Stored items:

□ □ □ □

PR #19, opened 2016-11-14
Use urlsafe_base64 for url sensitive chars

kyuden:
We can use the urlsafe one.

### DIFF
--- a/lib/sorcery/model/temporary_token.rb
+++ b/lib/sorcery/model/temporary_token.rb
@@ -12,7 +12,7 @@ module Sorcery
 
       # Random code, used for salt and temporary tokens.
       def self.generate_random_token
-        SecureRandom.base64(15).tr('+/=lIO0', 'pqrsxyz')
+        SecureRandom.urlsafe_base64(15).tr('lIO0', 'sxyz')
       end
 
       module ClassMethods


lib/sorcery/model/temporary_token.rb
```diff
@@ -12,7 +12,7 @@ def self.included(base)
 
       # Random code, used for salt and temporary tokens.
       def self.generate_random_token
-        SecureRandom.base64(15).tr('+/=lIO0', 'pqrsxyz')
+        SecureRandom.urlsafe_base64(15).tr('lIO0', 'sxyz')
```
athix: Using urlsafe here is definitely preferable, although I wonder if we can deprecate this model entirely by using rails built in `has_secure_token`?

kyuden:
The behavior is the almost same around this change.
Are we supposed to need an entry on CHANGELOG.md in this case?

lib/sorcery/model/temporary_token.rb
kyuden: When we drop rails 4.x supports, we might be able to deprecate it with `has_secure_token`.

athix:
Unless I'm mistaken, this changes behavior that could affect how someone handles the tokens (if it's not URL safe to begin with, someone might be running a strip method before using it in URLs). It likely won't affect most users, but I would err on the side of caution.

□ □ □ □

● Brief: Copy the lines from the entries above in which the word "deprecate" appears.

● Response:
athix: Using urlsafe here is definitely preferable, although I wonder if we can deprecate this model entirely by using rails built in `has_secure_token`?
kyuden: When we drop rails 4.x supports, we might be able to deprecate it with `has_secure_token`.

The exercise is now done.